Original article was published by Jitendra Singh Balla on Deep Learning on Medium
How is Machine Learning used in the LinkedIn Recruiter Recommendation System
Let’s find out!
Primary reason LinkedIn users are active on the platform for job recruitment efforts. With more than 20 million companies listed on the site and 14 million open jobs, it’s no surprise to find out that 90% of recruiters regularly use LinkedIn.
In fact, a study found that 122 million people received an interview through LinkedIn, with 35.5 million having been hired by a person they connected on the site.
Heavy Usage of ML and DS:
In addition to nurturing one of the richest datasets in the world, LinkedIn has been constantly experimenting with cutting edge machine learning techniques and pushing the boundaries of research and development.
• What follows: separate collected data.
Issue #787, opened 2020-12-16
Policy validation for expiration value in whitelist rule returns an inaccurate error message


holt:
If an invalid (non RFC 3339) string is submitted, the error message returns:

`could not convert input created_at value ...`

This should read:

`could not convert input expires_on value ...`

PR #802, opened 2020-12-18
fix error message, add field_name parameter to improve error message usefulness

dakaneye:

**What this PR does / why we need it**: Resolves an issue with error messages around failure to convert a date time string into a date time object

**Which issue this PR fixes** *(optional, in `fixes #<issue number>)(, fixes #<issue_number, ...)` format, will close the issue when PR is merged*: Fixes https://github.com/anchore/anchore-engine/issues/787

**Special notes**:

### DIFF
--- a/anchore_engine/services/apiext/swagger/swagger.yaml
+++ b/anchore_engine/services/apiext/swagger/swagger.yaml
@@ -3274,6 +3274,7 @@ definitions:
       expires_on:
         type: string
         format: "date-time"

Specifically, LinkedIn Recruiter is the product that helps recruiter build and manage a talent pool that optimizes the chance of a successful hire.
This product by LinkedIn needs to handle arbitrarily complex queries and filters and deliver results that are relevant to specific criteria.
LinkedIn has built a search stack on top of Lucene called Galene, and contributed to various plug-ins, including capability to live-update search index. The search index consists of two types of fields:
- The inverted field: a mapping from search terms to the list of entities (members) that contain them.
- The forward field: a mapping from entities (members) to metadata about them.
These search index fields contribute to the evaluation of machine learning feature values in search ranking. The freshness of data in the search index fields is also of high importance for machine learning features.
The Ranking Model:
The Recruiter search experience is based on an architecture with two fundamental layers.
- L1: Scoops into the talent pool and scores/ranks candidates. In this layer, candidate retrieval and ranking are done in a distributed fashion.
- L2: Refines the short-listed talent to apply more dynamic features using external caches.
- The Galene broker system fans out the search query request to multiple search index partitions.
- Each partition retrieves the matched documents and applies the machine learning model to retrieved candidates.
- Each partition ranks a subset of candidates, then the broker gathers the ranked candidates and returns them to the federator.
- The federator further ranks the retrieved candidates using additional ranking features that are dynamic or referred to from the cache — this is the L2 ranking layer.
Finding A Good Fit:
Another challenge of the LinkedIn Recruiter experience is to match candidates with related titles such as “Data Scientist” and “Machine Learning Engineer”. This type of correlation is hard to achieve by just using Gradient Boosted Decision Trees(GBDT). To address that LinkedIn introduced representation learning techniques based on network embedding semantic similarity features. In this model, search results will be complemented with candidates with similar titles based on the relevance of the query.
Machine Learning Methodologies used :
- Non-linear modelling with Gradient Boosted Decision Trees.
- Context-aware ranking with pairwise learning-to-rank.
- Deep and representation learning.
- Large-scale information Network Embedding.
- Entry-level personalization with Generalized Linear Mix (GLMix).